Так мы прожили еще полгода.
Мы с Персиком, если не писали «Девочку с Персиком», уходили из сквота. Мы обошли весь город пешком, потому что Персик боялся спускаться в метро, он там задыхался. А по улице он очень бодро ходил. Он ходил в галереи – пристраивать своих балерин. А я ждала его на улице. Я, пока ждала, тренировалась проходить сквозь телефонные будки. Мы возвращались поздно, из своей двери высовывались буддисты, они говорили, что в доме опять воняет растворителем и они будут жаловаться музыканту.
Однажды ночью мы украли сырок из их холодильника. Мы украли его из принципа. Потому что мне ненавистны непроходимые преграды. Кроме того, у Персика был гастрит.
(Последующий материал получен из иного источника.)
PR #2993, opened 2020-10-07
Don't fail backup deletion if downloading tarball fails

### LINKED ISSUE #2980: Unable to delete backup if cloud resources have already been deleted (velero v1.5.1, similar to #308)
As issue #308 is closed, I opened this new one as I'm facing the same issue but with v1.5.1

The blobs have already been deleted in the cloud and velero is unable to delete the backup

    velero backup get
    velero-s-24h-20200831015039  Completed   0   12   2020-08-31 01:32:51 -0400 EDT   17h       default            <none>
    velero-s-24h-20200826022813  Deleting    0   0    2020-08-26 01:47:20 -0400 EDT   4d ago    default            <none>

Velero logs (Split for readability): 

    level=error msg="Error in syncHandler, re-adding item to queue" controller=backup-deletion error="error downloading backup: error copying Backup to temp file: 
    rpc error: code = Unknown desc = storage: service returned error: StatusCode=404, ErrorCode=BlobNotFound, ErrorMessage=The specified blob does not exist.\nRequestId:75a99b8d-f01e-004e-175c-963ab1000000\nTime:2020-09-29T12:30:26.7728994Z, 
    RequestInitiated=Tue, 29 Sep 2020 12:30:26 GMT, RequestId=75a99b8d-f01e-004e-175c-963ab1000000, API Version=2018-03-28, QueryParameterName=, QueryParameterValue=" error.file="/go/src/github.com/vmware-tanzu/velero/pkg/controller/restore_controller.go:558" 
    error.function=github.com/vmware-tanzu/velero/pkg/controller.downloadToTempFile key=velero/velero-s-24h-20200826022813-766pb logSource="pkg/controller/generic_controller.go:140"

zubron:
Previously, we would always attempt to download the tarball for a backup
for processing DeleteItemAction plugins, even if there weren't any.
This caused an issue for some users in the case where the backup tarball
had been deleted from object storage as the backup deletion would fail.

Now, we only attempt to download the tarball in the case where there are
DeleteItemAction plugins. If downloading that tarball fails, we log
the error, skip the processing of the DeleteItemAction plugins and
proceed with the rest of the deletion.

Fixes #2980 

### DIFF
--- a/pkg/controller/backup_deletion_controller.go
+++ b/pkg/controller/backup_deletion_controller.go
@@ -305,12 +305,11 @@ func (c *backupDeletionController) processRequest(req *velerov1api.DeleteBackupR
 	if len(actions) > 0 {
 		// Download the tarball
 		backupFile, err := downloadToTempFile(backup.Name, backupStore, log)
+		defer closeAndRemoveFile(backupFile, c.logger)
 
 		if err != nil {
 			log.WithError(err).Errorf("Unable to download tarball for backup %s, skipping associated DeleteItemAction plugins", backup.Name)
 		} else {
-			defer closeAndRemoveFile(backupFile, c.logger)
-
 			ctx := &delete.Context{
 				Backup:          backup,
 				BackupReader:    backupFile,
@@ -327,7 +326,6 @@ func (c *backupDeletionController) processRequest(req *velerov1api.DeleteBackupR
 				return errors.Wrap(err, "error invoking delete item actions")
 			}
 		}
-
 	}
 
 	if backupStore != nil {
--- a/pkg/controller/backup_deletion_controller.go
+++ b/pkg/controller/backup_deletion_controller.go
@@ -295,13 +295,6 @@ func (c *backupDeletionController) processRequest(req *velerov1api.DeleteBackupR
 		errs = append(errs, err.Error())
 	}
 
-	// Download the tarball
-	backupFile, err := downloadToTempFile(backup.Name, backupStore, log)
-	if err != nil {
-		return errors.Wrap(err, "error downloading backup")
-	}
-	defer closeAndRemoveFile(backupFile, c.logger)
-
 	actions, err := pluginManager.GetDeleteItemActions()
 	log.Debugf("%d actions before invoking actions", len(actions))
 	if err != nil {
@@ -309,20 +302,32 @@ func (c *backupDeletionController) processRequest(req *velerov1api.DeleteBackupR
 	}
 	// don't defer CleanupClients here, since it was already called above.
 
-	ctx := &delete.Context{
-		Backup:          backup,
-		BackupReader:    backupFile,
-		Actions:         actions,
-		Log:             c.logger,
-		DiscoveryHelper: c.helper,
-		Filesystem:      filesystem.NewFileSystem(),
-	}
+	if len(actions) > 0 {
+		// Download the tarball
+		backupFile, err := downloadToTempFile(backup.Name, backupStore, log)
 
-	// Optimization: wrap in a gofunc? Would be useful for large backups with lots of objects.
-	// but what do we do with the error returned? We can't just swallow it as that may lead to dangling resources.
-	err = delete.InvokeDeleteActions(ctx)
-	if err != nil {
-		return errors.Wrap(err, "error invoking delete item actions")
+		if err != nil {
+			log.WithError(err).Errorf("Unable to download tarball for backup %s, skipping associated DeleteItemAction plugins", backup.Name)
+		} else {
+			defer closeAndRemoveFile(backupFile, c.logger)
+
+			ctx := &delete.Context{
+				Backup:          backup,
+				BackupReader:    backupFile,
+				Actions:         actions,
+				Log:             c.logger,
+				DiscoveryHelper: c.helper,
+				Filesystem:      filesystem.NewFileSystem(),
+			}
+
+			// Optimization: wrap in a gofunc? Would be useful for large backups with lots of objects.
+			// but what do we do with the error returned? We can't just swallow it as that may lead to dangling resources.
+			err = delete.InvokeDeleteActions(ctx)
+			if err != nil {
+				return errors.Wrap(err, "error invoking delete item actions")
+			}
+		}
+
 	}
 
 	if backupStore != nil {
--- a/pkg/controller/backup_deletion_controller_test.go
+++ b/pkg/controller/backup_deletion_controller_test.go
@@ -49,6 +49,8 @@ import (
 	persistencemocks "github.com/vmware-tanzu/velero/pkg/persistence/mocks"
 	"github.com/vmware-tanzu/velero/pkg/plugin/clientmgmt"
 	pluginmocks "github.com/vmware-tanzu/velero/pkg/plugin/mocks"
+	"github.com/vmware-tanzu/velero/pkg/plugin/velero"
+	"github.com/vmware-tanzu/velero/pkg/plugin/velero/mocks"
 	velerotest "github.com/vmware-tanzu/velero/pkg/test"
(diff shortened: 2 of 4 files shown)


pkg/controller/backup_deletion_controller_test.go
```diff
@@ -739,6 +741,265 @@ func TestBackupDeletionControllerProcessRequest(t *testing.T) {
 		// Make sure snapshot was deleted
 		assert.Equal(t, 0, td.volumeSnapshotter.SnapshotsTaken.Len())
 	})
+
+	t.Run("backup is not downloaded when there are no DeleteItemAction plugins", func(t *testing.T) {
```
zubron, line 745: I've used the same test set up as the previous tests but there is a lot of repetition here now and I think they could be refactored. I'm happy to do that in this PR or I can do a follow up PR.

pkg/controller/backup_deletion_controller.go
```diff
@@ -295,34 +295,39 @@ func (c *backupDeletionController) processRequest(req *velerov1api.DeleteBackupR
...
-		Log:             c.logger,
-		DiscoveryHelper: c.helper,
-		Filesystem:      filesystem.NewFileSystem(),
-	}
+	if len(actions) > 0 {
+		// Download the tarball
+		backupFile, err := downloadToTempFile(backup.Name, backupStore, log)
+
+		if err != nil {
+			log.WithError(err).Errorf("Unable to download tarball for backup %s, skipping associated DeleteItemAction plugins", backup.Name)
```
zubron, line 310: Does this approach seem okay? Unfortunately we can't distinguish the reasons why downloading the backup tarball fails. It could be missing, or it could be a temporary issue. With this approach, if it ever fails we will always skip the plugins and proceed with deleting the rest of the backup resources.

nrb: I think some retry logic in the backupStore.GetBackupContents function would be helpful for sure, so we can account for the transient failures better.

I don't know if it needs to flow down to the ObjectStore plugin interface though - if so, I could see it growing at least a couple new methods and settings (number of retries, max timeout, whether or not to do exponential backoff, etc). I'd have to think more about that, but I think a plugin-level change isn't right for this PR.

nrb: Another option is to extend our error types to help us distinguish, though this would likely also require participation by plugin authors to return the right ones.

Kubernetes has this concept, and we use it in various places, such as [backup.go](https://github.com/vmware-tanzu/velero/blob/main/pkg/backup/backup.go#L490)

pkg/controller/backup_deletion_controller_test.go
carlisia: I think you should open a ticket (to track) and do this separately.

pkg/controller/backup_deletion_controller.go
zubron: Hmm, I've been testing this further and from my local setup, the error doesn't come from `backupStore.GetBackupContents` but actually comes from trying to read from the resulting `io.ReadCloser` returned by `GetBackupContents`. I had added some retry logic to that function but couldn't get it to trigger. I don't know if it's worth keeping it in.

nrb: Interesting - so you get an `io.ReadCloser`, but it's not valid? Is it `nil` when that happens?

We might just have to revisit the retry logic separately for now.

zubron: It's a valid `io.ReadCloser` but it's a [`StreamReadCloser`](https://github.com/vmware-tanzu/velero/blob/main/pkg/plugin/framework/stream_reader.go#L34-L40). `GetBackupContents` eventually calls the grpc `GetObject` method and it [returns a stream](https://github.com/vmware-tanzu/velero/blob/main/pkg/plugin/proto/ObjectStore.proto#L81) which we don't attempt to read from until we call [`io.Copy`](https://github.com/vmware-tanzu/velero/blob/main/pkg/controller/restore_controller.go#L556) later in the [`downloadToTempFile` function](https://github.com/vmware-tanzu/velero/blob/main/pkg/controller/restore_controller.go#L556).

I initially thought this might have been a plugin specific implementation issue, but it seems to be the case across two object store plugins that I've checked.  I'll revert the retry logic for now.

ashish-amarnath:
I think the correct fix is to not delete the backup from the object store if there were any errors in the process of deleting the backup.

refer https://github.com/vmware-tanzu/velero/issues/3094#issuecomment-730063746

ashish-amarnath (changes requested):
I think the correct fix is to not delete the backup from the object store if there were any errors in the process of deleting the backup.

refer https://github.com/vmware-tanzu/velero/issues/3094#issuecomment-730063746

zubron:
@ashish-amarnath #3094 is related but I think this PR and the issue it is addressing are different enough that they should be considered separately. This PR will only deal with the case where there are DeleteItemAction plugins to run and the backup tarball doesn't exist. The fact that a backup deletion fails due to missing cloud resources is a change in behaviour from 1.4 so this PR was to restore the previous behaviour. For example, if someone manually removes the backup tarball from their object storage or the backup tarball was never written in the first place, then attempting to delete those backups through velero will *always* result in an error and the deletion will fail.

Он жевал старый сырок, похожий на кусок мела, и говорил, что победил военный коммунизм и распределяловку по полезности.
Персик закончил «Девочку с Персиком». А я – свою часть диптиха, «Персика с Девочкой», соответственно.
У нас в сквоте случилось временное затишье, и Персик успел нарисовать десять чудовищных балерин на одной картине. У всех балерин были безобразные лица обитателей сквота. Но самое безобразное лицо было у ангела, который над балеринами парил. Эта картина называлась «Мертвый ангел-хранитель». Это был приговор попытке жить беспечно, бесполезно и быть счастливыми.
Пока Персик рисовал эту картину, я прошла через стеклянную дверь на балкон (неудачно) и через дверцу шкафа в комнате буддистов (неудачно).
Ночью Персик вывесил картину на кухне.
Это был конец.
Потому что никто не хочет признаваться, что он бездарен в искусстве жить.
Как я уже говорила Вам, Доктор, именно в то утро я проткнула рукой стекло в аутентичном окне в ванную. К сожалению, именно в это утро черти принесли девушку Анну из Дюссельдорфа, она выскочила из своей комнаты, еще не распакованная с дальней дороги, и довольно хамски поинтересовалась, зачем я это сделала. Я ей сказала, что мне приснился сон, КАК именно проходить сквозь стекло. И это была чистая правда. Девушка Анна окончательно вышла из себя, и я ее понимаю. Нет ничего оскорбительней для человека, который изучает сны, как узнать, что другим тоже снятся сны. Тем более, что единственный сон Анны, который можно было принять всерьез, был про то, как к нам вваливается ее отец, крупный чиновник из Подмосковья. Этот сон был вещим, потому что ее отец действительно приехал через два дня и увез Анну со скандалом.
Но в тот раз она завелась не по-детски. Персик улыбался.
Она собрала на кухне всех выживших обитателей. Нам припомнили все, включая сырок и весь стеклянный бой. Персик кивал и улыбался, как мудак.
Музыкант сказал, что они практически построили идеальное общество. Но поскольку это общество демократическое, то нам дается последнее слово.
Персик с дебильной улыбкой эльфа сказал:
– Я считаю, что каждый имеет право жить в утопии…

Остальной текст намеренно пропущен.